For people who are new to business, or new to the concept of hiring service providers (employees or independent contractors), knowing some legal and practical basics will go a long way towards ensuring the experience is a happy one.

  1. Get to know B.C.’s Employment Standards Act. The Act is the baseline of all employers’ obligations (unless your business falls in the federal realm) towards employees and is mandatory knowledge for new employers. Your employment lawyer and accountant will assist you with these topics, but obtaining a working knowledge of rules relating to payment of wages, calculation of overtime and vacation pay, paying statutory holiday pay, etc. is absolutely vital.
  2. Decide whether your service providers will be employees or independent contractors. This is one of the biggest, most impactful decisions you will make as a business person. Incorrectly categorizing your service providers – or not abiding by that characterization - creates potentially huge liabilities which will likely be impossible to avoid after the fact. Carefully considering the benefits and risks of using one category over the other in any given instance is a vital step - don’t allow yourself to fall into the “independent contractor trap”!
  3. Use proper agreements when hiring employees and contractors. This is the #1 piece of business advice I give to new (and old) businesses. There simply is no other step which you can take in your business which will have the same beneficial impact on structuring your relationships and protecting you against resulting litigation. If you do nothing else right, do this right – put properly drafted contracts in place for all of your service providers!
  4. Get agreements signed before the relationship commences. Perhaps the most common error I see businesses trip over – aside from not implementing contracts at all – is asking the employee or contractor to sign the agreement after the commencement of the relationship. This crucial error usually renders the contract unenforceable and is a bitter pill for the business to swallow (after thinking, sometimes for many years, that it had been diligent in putting contracts in place).
  5. Use Application Forms. The humble application form is one of the most useful, and underused, tools in the employer’s toolkit. A properly assembled application form tailored for your business setting will ensure consistent gathering of useful and relevant information and is the first step towards ensuring your employment relationships are properly structured and your service providers are actually people you want to have in your business.
  6. Avoid so-called “defined term” relationships. Businesses often seek to engage both employees and contractors on a “term” basis (ie. a period of time which expires at some defined date in the future). My experience has been that, unless the business truly intends to employ/engage that person only for that specified period, defined term relationships are a trap which can create substantial (unforeseen and unwanted) liability.
  7. Avoid imposing restrictive covenants on employees and contractors. It’s very tempting for business people to presume that they have something special which requires protection from departing employees or contractors. For the most part, they don’t (except for existing client relationships). When employers do seek to obtain that protection, they impose a “covenant”, which is an ongoing restriction on the employee’s post-employment activities. Use a “less is more” approach to imposing covenants and, in most cases, stick with a simple restriction against soliciting your clientele for a reasonable period of time.
  8. When purchasing a business, understand what liabilities for employees/contractors you may be inheriting. Most purchasers of businesses don’t seem to know or understand that buying a business can (and usually does) bring with it substantial inherited liabilities relating to the existing employees and contractors. Limiting – or eliminating – those liabilities is a good way to get started with your newly acquired business.
  9. Learn how to properly structure commission pay arrangements. New employers are often attracted to the concept of paying service providers on a commission basis. After all, paying only for performance can be a great arrangement. A big, big mistake often made, however, is that the specifics of the commission structure are left very, very vague. This lack of precision often comes back to haunt the business when the relationship (employment or independent contractor) is terminated.
  10. Establish a relationship with an employment lawyer. My experience has been that businesses which have an established connection with an employment lawyer – not a general practitioner – end up spending far less money on legal fees and in fighting lawsuits in the long run. A telephone call before a situation blows up is well worth the investment. As they say, an ounce of prevention is worth a pound of cure!

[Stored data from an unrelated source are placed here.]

Issue #1888, opened 2024-04-19
RtAudio submodule using a commit that is orphan (not on any branch)


hfiguiere:
RtAudio submodule using a commit that is orphan (not on any branch)

![image](https://github.com/GrandOrgue/grandorgue/assets/114441/eaeb81e0-5b40-4553-9927-d60fb19dbfea)

This cause the flatpak build to fail.

```
fatal: Fetched in submodule path 'submodules/RtAudio', but it did not contain 6e962c0422b5953c82466ecf07765c471a7bfacb. Direct fetching of that commit failed.
```

hfiguiere:
If this commit is on a fork, then the submodule should point to that fork.

kerkovits:
The patch provided affects only Windows, so for Linux, you should build against the official release.

hfiguiere:
There is no source package, and the github generated one exclude submodules. So it's pulled form the git tag, and that's where the submodule bug is.

kerkovits:
There is no source package?

I successfully build GO for Linux using
http://www.music.mcgill.ca/~gary/rtaudio/release/rtaudio-6.0.1.tar.gz
https://github.com/GrandOrgue/grandorgue/archive/refs/tags/3.14.1-1.tar.gz

hfiguiere:
for GrandOrgue. This is GrandOrgue issue tracker, isn't it?

kerkovits:
Or alternatively, https://github.com/GrandOrgue/grandorgue/releases/download/3.14.1-1/grandorgue-wx32-3.14.1-1.src.rpm contains all sources in the submodule directory.

PR #1962, opened 2024-08-05
Fixed rtaudio url in the submodule description https://github.com/GrandOrgue/grandorgue/issues/1888

oleg68:
Resolves: #1888

### DIFF
--- a/.gitmodules
+++ b/.gitmodules
@@ -1,6 +1,7 @@
 [submodule "submodules/RtAudio"]
 	path = submodules/RtAudio
-	url = https://github.com/thestk/rtaudio.git
+	url = https://github.com/GrandOrgue/RtAudio.git
+        branch = bugfix/6.0.1-asio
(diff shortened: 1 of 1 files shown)


larspalo:
@oleg68 Just a question, how does this change affect the existing (locally) checked out code/submodule that comes from another/earlier source?

rousseldenis (approved):
Indeed

larspalo:
> how does this change affect the existing (locally) checked out code/submodule

I guess not at all since it seems that they point to the same url/commit now.

https://github.com/thestk/rtaudio/tree/6e962c0422b5953c82466ecf07765c471a7bfacb

and

6e962c0422b5953c82466ecf07765c471a7bfacb

commit id in https://github.com/GrandOrgue/RtAudio/tree/bugfix/6.0.1-asio which then points back to the above url...

larspalo (approved):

It is always important, and well worth the investment, to have any agreements/contracts relating to the operation of your business drafted by a qualified, experienced lawyer. Employment and contractor agreements/contracts (and related documents) are no different. Get it done properly at the outset and you’ll be glad you did.

There is much, much more to know about the legalities of your relationship with your service providers. These 10 tips can, however, get you off to a great start and headed for relationships which don’t end unhappily in statutory complaints and litigation.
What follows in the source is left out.